> _Given entries_:
PR #32, opened 2024-11-15
Configure NX Task execution analysis & caching

jmuzina:
## Done
- Configures task dependencies for "build", "check" tasks. This causes the "build" and "check" tasks to run in dependency order where needed, and otherwise in parallel. See [docs](https://lerna.js.org/docs/concepts/task-pipeline-configuration#define-task-dependencies-aka-task-pipelines).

> _What is required_:
Copy out the material above in its entirety. Every detail must match.

> _The completed task_:
PR #32, opened 2024-11-15
Configure NX Task execution analysis & caching

jmuzina:
## Done
- Configures task dependencies for "build", "check" tasks. This causes the "build" and "check" tasks to run in dependency order where needed, and otherwise in parallel. See [docs](https://lerna.js.org/docs/concepts/task-pipeline-configuration#define-task-dependencies-aka-task-pipelines).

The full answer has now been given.